Although 5G coverage is, to variable degrees, integrated into modern car designs, 4G/LTE connectivity does serve some of the ever-expanding requirements of connected systems. For instance, a number of OEMs and telecoms companies in the US have inked agreements to include full 5G connectivity and an increase in connected capabilities in vehicles with the 2024 model year that goes on sale in the later part of 2023.

Automotive Industry

End of ICE-age

Automakers will need to strike the correct balance between growing their current businesses and funding the vehicles of the future if they want to transition to green mobility.
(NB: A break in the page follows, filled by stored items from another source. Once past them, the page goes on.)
PR #985, opened 2023-10-28
[catnip] Remove inner construct from memory management runtime

iyzhang:
This PR removes the remaining inner construct from Catnip. It was originally used to share the DPDK memory manager in Catnip but I have moved the entire DPDKRuntime to a shared object instead.

### DIFF
--- a/src/rust/catnip/runtime/memory/manager.rs
+++ b/src/rust/catnip/runtime/memory/manager.rs
@@ -34,7 +34,6 @@ use ::std::{
         self,
         NonNull,
     },
-    rc::Rc,
 };
 
 //==============================================================================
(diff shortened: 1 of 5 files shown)


src/rust/catnip/runtime/memory/manager.rs
```diff
@@ -74,10 +69,30 @@ pub struct MemoryManager {
...
+            config.get_max_body_size(),
+            config.get_body_pool_size(),
+            config.get_cache_size(),
+        )?;
 
         Ok(Self {
-            inner: Rc::new(Inner::new(memory_config)?),
+            config,
+            header_pool: header_pool,
+            body_pool: body_pool,
```
ppenna, line 95: Use shorthand structure initialization.

src/rust/catnip/runtime/mod.rs
```diff
@@ -103,12 +106,14 @@ pub struct DPDKRuntime {
     udp_config: UdpConfig,
 }
 
+#[derive(Clone)]
+pub struct SharedDPDKRuntime(SharedObject<DPDKRuntime>);
```
ppenna, line 110: Missing space.

ppenna (approved):

PR #986, opened 2023-10-28
[runtime] Move watched value to current architecture

iyzhang:
This PR does the following updates for watched value:
1. Moves to async functions instead of futures
2. Add support for our shared object abstraction
3. Removes the use of our intrusive linked list and replaces it with a VecDeque


src/rust/inetstack/protocols/tcp/established/mod.rs
```diff
@@ -93,10 +93,11 @@ impl<const N: usize> EstablishedSocket<N> {
...
 //======================================================================================================================
 
-impl<const N: usize> Drop for EstablishedSocket<N> {
-    fn drop(&mut self) {
-        if let Err(e) = self.runtime.remove_background_coroutine(&self.background) {
-            panic!("Failed to drop established socket (error={})", e);
-        }
-    }
-}
+// TODO: Uncomment this once we have proper resource clean up on asynchronous close.
```
ppenna, line 96: May we have an issue linked here?

ppenna (approved):
LGTM

src/rust/runtime/watched.rs
```diff
@@ -5,181 +5,98 @@
...
-
 pub struct WatchedValue<T> {
-    inner: RefCell<WatchedValueInner<T>>,
-}
-
-pub struct WatchFutureInner<'a, T> {
-    watch: &'a WatchedValue<T>,
-    wait_node: ListNode<WatchEntry>,
+    value: T,
+    waiters: VecDeque<YielderHandle>,
```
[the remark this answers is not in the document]
iyzhang: Hm yes I'm not sure why I thought that was needed. I will change to a Vec

src/rust/inetstack/protocols/tcp/established/mod.rs
iyzhang: Done

PR #990, opened 2023-11-02
[scheduler] Remove redundant waker page offset calculation

anandbonde:
The waker page offset does not need to be computed twice in this case.


iyzhang (approved):
Thanks for catching this!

By 2035, 50% of the major car markets plan to phase out internal combustion engines (ICEs), a process that is being sped up by the rapid growth of clean air or low-emission zones. Battery recycling is another issue that is drawing more attention, and the EU is taking steps to guarantee that the necessary infrastructure is in place to make it possible.

The processing of vehicles at the end of their useful lives, including EV batteries, sustainable part sourcing, and the growing use of recyclable materials in the overall design are all expected to receive increased attention from automakers.


Although the future of the automotive industry appears promising, there will be difficulties. Manufacturers will need to simultaneously develop for the future while also responding to and adapting to current issues, as the industry’s sustained resilience will be crucial.

The automotive industry will have challenges in fully using the momentum and continuing to serve its customers and consumers given the pace of technological advancements. In a sector that is continuously reinventing itself and looking ahead to exciting and possibly more purpose-driven times, we are witnessing history repeat itself once more.